• EXERCISE PROMPT:
Scan the records below for lines with the word "size", then state how many you find and nothing else.
━━━━━━━━━━━━━━━━━━━━
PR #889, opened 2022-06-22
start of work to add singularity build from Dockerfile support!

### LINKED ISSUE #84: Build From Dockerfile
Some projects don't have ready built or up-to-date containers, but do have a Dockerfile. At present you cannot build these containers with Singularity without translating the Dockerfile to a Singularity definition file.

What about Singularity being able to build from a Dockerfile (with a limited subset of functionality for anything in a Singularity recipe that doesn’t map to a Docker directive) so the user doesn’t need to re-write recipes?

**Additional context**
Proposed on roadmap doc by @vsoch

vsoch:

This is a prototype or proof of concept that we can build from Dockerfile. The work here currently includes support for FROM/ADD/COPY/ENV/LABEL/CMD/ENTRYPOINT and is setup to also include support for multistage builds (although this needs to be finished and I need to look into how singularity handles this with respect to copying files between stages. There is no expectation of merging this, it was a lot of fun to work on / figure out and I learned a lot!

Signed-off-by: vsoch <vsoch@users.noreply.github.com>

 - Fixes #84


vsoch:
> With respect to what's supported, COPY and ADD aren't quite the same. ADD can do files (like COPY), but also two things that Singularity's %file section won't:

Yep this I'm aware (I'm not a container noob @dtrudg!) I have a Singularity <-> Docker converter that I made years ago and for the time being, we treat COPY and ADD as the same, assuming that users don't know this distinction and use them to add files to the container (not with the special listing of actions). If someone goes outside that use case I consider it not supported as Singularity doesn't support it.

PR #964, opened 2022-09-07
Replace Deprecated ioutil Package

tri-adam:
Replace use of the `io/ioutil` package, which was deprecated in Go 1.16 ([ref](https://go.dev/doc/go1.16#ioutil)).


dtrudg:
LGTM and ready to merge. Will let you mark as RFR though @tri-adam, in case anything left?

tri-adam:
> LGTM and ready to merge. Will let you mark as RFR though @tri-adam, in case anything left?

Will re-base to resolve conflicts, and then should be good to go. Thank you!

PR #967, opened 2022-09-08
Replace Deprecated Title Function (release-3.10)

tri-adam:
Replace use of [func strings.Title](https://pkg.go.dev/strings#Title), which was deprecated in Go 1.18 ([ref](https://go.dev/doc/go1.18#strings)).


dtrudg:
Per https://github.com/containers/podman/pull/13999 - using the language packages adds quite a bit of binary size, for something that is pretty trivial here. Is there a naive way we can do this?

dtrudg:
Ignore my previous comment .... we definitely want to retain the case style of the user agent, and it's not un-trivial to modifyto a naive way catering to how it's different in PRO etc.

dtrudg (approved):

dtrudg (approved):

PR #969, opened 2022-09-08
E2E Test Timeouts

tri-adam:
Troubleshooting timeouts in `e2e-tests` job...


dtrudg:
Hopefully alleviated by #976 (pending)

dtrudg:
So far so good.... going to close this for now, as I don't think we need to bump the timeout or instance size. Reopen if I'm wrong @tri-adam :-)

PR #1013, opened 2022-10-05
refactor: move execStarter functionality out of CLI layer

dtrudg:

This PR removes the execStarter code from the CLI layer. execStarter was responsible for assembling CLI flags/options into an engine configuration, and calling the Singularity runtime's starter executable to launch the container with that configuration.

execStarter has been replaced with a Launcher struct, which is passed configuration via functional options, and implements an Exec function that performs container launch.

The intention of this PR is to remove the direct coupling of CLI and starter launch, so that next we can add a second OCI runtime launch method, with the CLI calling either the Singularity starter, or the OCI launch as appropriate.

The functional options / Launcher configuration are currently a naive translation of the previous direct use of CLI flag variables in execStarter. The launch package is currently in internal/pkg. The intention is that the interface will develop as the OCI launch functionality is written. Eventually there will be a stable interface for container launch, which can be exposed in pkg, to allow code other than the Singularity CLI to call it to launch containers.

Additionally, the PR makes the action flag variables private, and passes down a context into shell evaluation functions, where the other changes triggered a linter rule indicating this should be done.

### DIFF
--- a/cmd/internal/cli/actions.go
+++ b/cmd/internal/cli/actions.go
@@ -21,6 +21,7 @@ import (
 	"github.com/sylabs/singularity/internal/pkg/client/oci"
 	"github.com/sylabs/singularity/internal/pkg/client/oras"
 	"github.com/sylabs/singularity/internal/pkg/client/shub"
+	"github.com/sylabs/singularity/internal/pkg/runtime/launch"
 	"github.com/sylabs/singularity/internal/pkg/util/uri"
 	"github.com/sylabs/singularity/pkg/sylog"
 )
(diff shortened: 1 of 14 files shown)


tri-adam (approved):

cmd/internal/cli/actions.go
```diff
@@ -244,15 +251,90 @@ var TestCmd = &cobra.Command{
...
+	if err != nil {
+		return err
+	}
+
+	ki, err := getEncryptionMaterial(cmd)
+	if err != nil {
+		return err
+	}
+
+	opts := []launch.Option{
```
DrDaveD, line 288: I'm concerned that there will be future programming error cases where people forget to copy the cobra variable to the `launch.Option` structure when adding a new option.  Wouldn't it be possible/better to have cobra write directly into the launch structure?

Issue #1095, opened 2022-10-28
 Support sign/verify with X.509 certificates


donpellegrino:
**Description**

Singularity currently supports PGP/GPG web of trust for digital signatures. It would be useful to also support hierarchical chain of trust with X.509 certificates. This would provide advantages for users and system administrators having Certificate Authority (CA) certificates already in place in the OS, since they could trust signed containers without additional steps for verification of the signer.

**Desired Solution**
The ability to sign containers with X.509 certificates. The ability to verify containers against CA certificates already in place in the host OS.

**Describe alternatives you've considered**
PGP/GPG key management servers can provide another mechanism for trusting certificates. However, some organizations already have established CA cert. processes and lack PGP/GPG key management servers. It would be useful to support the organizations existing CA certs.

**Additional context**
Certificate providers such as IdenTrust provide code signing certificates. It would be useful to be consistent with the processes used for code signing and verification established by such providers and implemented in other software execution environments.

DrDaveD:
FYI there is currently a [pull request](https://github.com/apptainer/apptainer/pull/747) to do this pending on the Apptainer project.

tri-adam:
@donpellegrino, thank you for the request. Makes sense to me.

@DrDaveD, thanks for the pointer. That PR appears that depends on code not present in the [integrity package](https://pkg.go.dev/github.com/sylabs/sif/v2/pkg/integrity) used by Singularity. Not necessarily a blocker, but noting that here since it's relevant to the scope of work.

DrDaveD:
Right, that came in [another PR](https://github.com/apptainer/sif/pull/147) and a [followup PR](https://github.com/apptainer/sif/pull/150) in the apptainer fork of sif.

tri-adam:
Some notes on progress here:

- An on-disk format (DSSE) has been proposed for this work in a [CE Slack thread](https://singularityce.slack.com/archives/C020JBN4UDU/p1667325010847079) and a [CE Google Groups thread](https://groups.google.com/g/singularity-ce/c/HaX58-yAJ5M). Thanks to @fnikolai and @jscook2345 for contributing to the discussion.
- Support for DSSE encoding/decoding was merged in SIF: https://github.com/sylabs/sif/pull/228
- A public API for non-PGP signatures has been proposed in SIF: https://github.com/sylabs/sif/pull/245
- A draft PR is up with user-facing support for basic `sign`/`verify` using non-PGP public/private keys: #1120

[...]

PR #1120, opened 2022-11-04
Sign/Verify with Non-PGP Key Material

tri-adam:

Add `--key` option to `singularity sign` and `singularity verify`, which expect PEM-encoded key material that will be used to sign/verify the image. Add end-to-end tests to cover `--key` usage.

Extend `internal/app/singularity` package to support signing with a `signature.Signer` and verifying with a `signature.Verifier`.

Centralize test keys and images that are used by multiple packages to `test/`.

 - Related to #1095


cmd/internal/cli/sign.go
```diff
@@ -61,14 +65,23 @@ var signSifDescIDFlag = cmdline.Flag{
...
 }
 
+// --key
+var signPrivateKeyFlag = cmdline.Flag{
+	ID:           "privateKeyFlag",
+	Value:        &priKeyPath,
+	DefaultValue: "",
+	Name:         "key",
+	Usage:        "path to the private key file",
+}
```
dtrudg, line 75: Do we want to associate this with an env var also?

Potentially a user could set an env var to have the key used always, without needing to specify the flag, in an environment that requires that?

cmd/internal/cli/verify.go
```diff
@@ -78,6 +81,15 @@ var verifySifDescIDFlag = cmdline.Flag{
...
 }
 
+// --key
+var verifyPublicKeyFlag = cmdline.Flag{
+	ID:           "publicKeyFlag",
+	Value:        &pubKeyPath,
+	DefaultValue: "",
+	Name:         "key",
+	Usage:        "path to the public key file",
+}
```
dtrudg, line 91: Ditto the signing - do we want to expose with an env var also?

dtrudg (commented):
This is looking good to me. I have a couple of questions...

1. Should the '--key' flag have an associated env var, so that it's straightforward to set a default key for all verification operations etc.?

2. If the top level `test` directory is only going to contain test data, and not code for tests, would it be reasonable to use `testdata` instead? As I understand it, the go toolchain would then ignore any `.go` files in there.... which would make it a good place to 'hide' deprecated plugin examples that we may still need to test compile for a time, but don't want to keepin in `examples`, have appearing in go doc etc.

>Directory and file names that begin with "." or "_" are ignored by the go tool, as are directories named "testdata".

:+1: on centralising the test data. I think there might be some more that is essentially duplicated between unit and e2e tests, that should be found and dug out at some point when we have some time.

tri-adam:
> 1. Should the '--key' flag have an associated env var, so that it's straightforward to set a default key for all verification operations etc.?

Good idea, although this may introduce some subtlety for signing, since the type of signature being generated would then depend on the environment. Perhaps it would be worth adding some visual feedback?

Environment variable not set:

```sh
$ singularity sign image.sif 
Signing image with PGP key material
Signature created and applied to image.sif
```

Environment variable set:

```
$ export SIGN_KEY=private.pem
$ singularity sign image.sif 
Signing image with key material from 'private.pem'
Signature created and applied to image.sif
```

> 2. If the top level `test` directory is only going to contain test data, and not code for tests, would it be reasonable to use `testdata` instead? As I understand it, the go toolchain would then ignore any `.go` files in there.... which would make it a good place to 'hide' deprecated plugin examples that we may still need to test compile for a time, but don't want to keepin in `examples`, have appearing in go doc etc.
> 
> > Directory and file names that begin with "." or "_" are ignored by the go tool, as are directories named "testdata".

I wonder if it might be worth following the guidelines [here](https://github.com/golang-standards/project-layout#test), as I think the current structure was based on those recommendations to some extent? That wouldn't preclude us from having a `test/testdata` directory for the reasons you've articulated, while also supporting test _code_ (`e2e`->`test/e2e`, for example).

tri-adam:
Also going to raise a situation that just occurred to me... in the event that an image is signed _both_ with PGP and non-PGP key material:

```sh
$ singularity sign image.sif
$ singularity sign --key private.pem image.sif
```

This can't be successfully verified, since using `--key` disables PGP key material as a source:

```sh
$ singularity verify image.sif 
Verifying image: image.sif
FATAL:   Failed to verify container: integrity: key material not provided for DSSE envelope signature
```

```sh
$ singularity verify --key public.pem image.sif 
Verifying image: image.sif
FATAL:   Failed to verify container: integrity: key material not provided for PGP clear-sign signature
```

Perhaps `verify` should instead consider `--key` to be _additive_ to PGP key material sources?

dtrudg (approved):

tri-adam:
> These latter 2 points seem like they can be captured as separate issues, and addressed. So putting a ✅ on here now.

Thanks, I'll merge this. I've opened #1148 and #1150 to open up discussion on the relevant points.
━━━━━━━━━━━━━━━━━━━━
• ANSWER BOX:
2